» **DESCRIPTION OF THE TASK**: Copy out all lines from the material that contain the string "approved".

» **RECORDS FOR THE TASK**:
PR #640, opened 2021-08-03
changelog for beta3

alkwa-msft:
# What
We need to describe the changes in 1.0.0-beta3

# Why
Developers need to understand what has changed. There are two breaking changes in our API around composites and it is important to point these out.

# How Tested
Ran locally

# Process & policy checklist

Yes, there is an API change in the composites. Since there are a number of parameters in the composite that are growing, we decided to put it into an object of properties.

We are also using the `CommunicationTokenCredential` over keep the token as a string

### DIFF
--- a/packages/communication-react/CHANGELOG.md
+++ b/packages/communication-react/CHANGELOG.md
@@ -11,7 +11,20 @@ Thu, 22 Jul 2021 17:42:41 GMT
 
 ### Changes
 
-- Bump @internal/chat-stateful-client to v1.0.0-beta.3 ([PR #554](https://github.com/azure/communication-ui-library/pull/554) by 2684369+JamesBurnside@users.noreply.github.com)
+* [Breaking change] Call Composite and Chat Composite adapters now take in a `CommunicationTokenCredential` in the constructor instead of the token
+
+* [Breaking change] Call Composite and Chat Composite adapters take in an object containing all of the parameters instead of passing in the parameters individually
+
+* Fixing the sendbox component where the padding would overlap with the icon
+
+* Fixing the local preview overlapping the call control bar
+
+* Setting minHeight on the call composite media gallery
+
+* Adding a small fix for supporting typescript < 4.1
+
+### Storybook page changes
+* Fixing link in "Using Composites in a non-react environment"
 
 ## [1.0.0-beta.2](https://github.com/azure/communication-ui-library/tree/@azure/communication-react_v1.0.0-beta.2)
 


packages/communication-react/CHANGELOG.md
```diff
@@ -11,7 +11,20 @@ Thu, 22 Jul 2021 17:42:41 GMT
...
+* [Breaking change] Call Composite and Chat Composite adapters take in an object containing all of the parameters instead of passing in the parameters individually
+
+* Fixing the sendbox component where the padding would overlap with the icon
+
+* Fixing the local preview overlapping the call control bar
+
+* Setting minHeight on the call composite media gallery
+
+* Adding a small fix for supporting typescript < 4.1
+
```
JamesBurnside, line 25: Some extra things we could consider adding:
react-components:
- React hook useTheme added to ACS library.
- Fix truncation from MessageThread system message.
- Add default call control bar button for creating custom call control buttons
- Fix cursor on control button labels.
- Add identifier injection mechanism in components for e2e testing
- Exporting locales as separate entites.
- Localized strings for SendBox and MessageStatusIndicator
- Fix MessageThread hook related console errors.
- Add an ErrorBar component
react-composites:
- Make participant pane in the chat composite optional. Disabled by default.
- Chat composite topic heading is now optional. Disabled by default.
- Add ErrorBar in ChatComposite behind a feature flag
- Bugfix to prevent options menu from getting hidden every time a participant joins or leaves
- Drop duplicate thread status banner

JamesBurnside: Also: Publish `js` files to use composites outside of a react app as part of the GitHub release

packages/communication-react/CHANGELOG.md
```diff
@@ -11,7 +11,20 @@ Thu, 22 Jul 2021 17:42:41 GMT
...
+### Storybook page changes
```
JamesBurnside, line 26: Do we want to include storybook changes going forward? Given this changelog is for the npm package it's not necessary but I do see value still. If we do want to we should require change files for changes in the storybook package also

anjulgarg (approved):

packages/communication-react/CHANGELOG.md
alkwa-msft: Oh right. 

I'll add those. I think for now till we're ready to share more about the ErrorBar and Localization we will exclude them from these notes for now.

packages/communication-react/CHANGELOG.md
alkwa-msft: Thats a good point I think if theres significant changes we'll create a storybook section for now ill just add this one item under the story book changes to be under "Changes" instead

JamesBurnside (approved):

PR #649, opened 2021-08-06
Bugfix for [2537130] and [2475620]

anjulgarg:
# What
Fixes the following bugs
- https://skype.visualstudio.com/SPOOL/_workitems/edit/2537130
- https://skype.visualstudio.com/SPOOL/_workitems/edit/2475620

# Why

# How Tested

# Process & policy checklist


alkwa-msft (approved):

prprabhu-ms (approved):
w00t!

packages/calling-component-bindings/src/handlers/createHandlers.ts
```diff
@@ -220,7 +223,7 @@ export const createDefaultCallingHandlers = memoizeOne(
       }
 
       if (screenShareStream && screenShareStream.isAvailable && !screenShareStream.view) {
-        callClient.createView(call.id, participant.identifier, screenShareStream, options);
+        callClient.createView(call.id, participant.identifier, screenShareStream, { scalingMode: 'Fit' });
```
anjulgarg, line 226: hardcoded this here since it is highly unlikely that CONTOSO would ever want to use a different scaling mode for screenshare.
Using `Crop` would crop the contents of screenshare and `Stretch` would warp it.
`Fit` is the only mode that maintains the integrity of the screen being shared.

prprabhu-ms: Please add this comment to the code for posterity.

PR #651, opened 2021-08-06
Fix issue where screenshare dialogs eats user input across the whole web page

JamesBurnside:
# What
Host the screen share dialog model in a div element inside the composite

# Why
For some users, the screenshare dialog was eating input across the whole screen.
This was because the body html element (that the modal dialog is hosted in) had:
```css
body { display: flex }
```
Which messed up Fluent's modal dialog hosting.

By instead hosting the dialog inside a component in our composite we get two benefits:
* We constrain the dialog to be within our composite
* We control the dialog's host div's css and hence customers won't hit this issue

# How Tested
In a test app. Was able to repro the problem then build a local package with these changes and test that the screenshare dialog no longer eats all input.


packages/react-composites/src/composites/CallComposite/CallScreen.tsx
```diff
@@ -115,6 +115,7 @@ export const CallScreen = (props: CallScreenProps): JSX.Element => {
     }
   }
 
+  const screenShareHostHostId = 'UILibraryMediaGallery';
```
alcail, line 118: nit: why the double 'Host' in the name?

alcail (approved):

packages/react-composites/src/composites/CallComposite/CallScreen.tsx
JamesBurnside: typo! :D I'll update that

JamesBurnside: Updated!

packages/react-components/src/components/VideoGallery.tsx
```diff
@@ -201,7 +201,7 @@ export const VideoGallery = (props: VideoGalleryProps): JSX.Element => {
   ]);
 
   if (shouldFloatLocalVideo()) {
-    const floatingTileHostId = 'UILibaryFloatingTileHost';
+    const floatingTileHostId = 'UILibraryFloatingTileHost';
```
anjulgarg, line 204: what are these ids for?

JamesBurnside: They are referenced by the layerprop hostid: https://developer.microsoft.com/en-us/fluentui#/controls/web/layer#ILayerProps

For fluent modal dialogs they essentially say, render the element in the element with this ID and not in the default location (which is at the end of the DOM directly under body)

anjulgarg (approved):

» **OUTPUT FOR THIS EXERCISE**:
anjulgarg (approved):
JamesBurnside (approved):
alkwa-msft (approved):
prprabhu-ms (approved):
alcail (approved):
anjulgarg (approved):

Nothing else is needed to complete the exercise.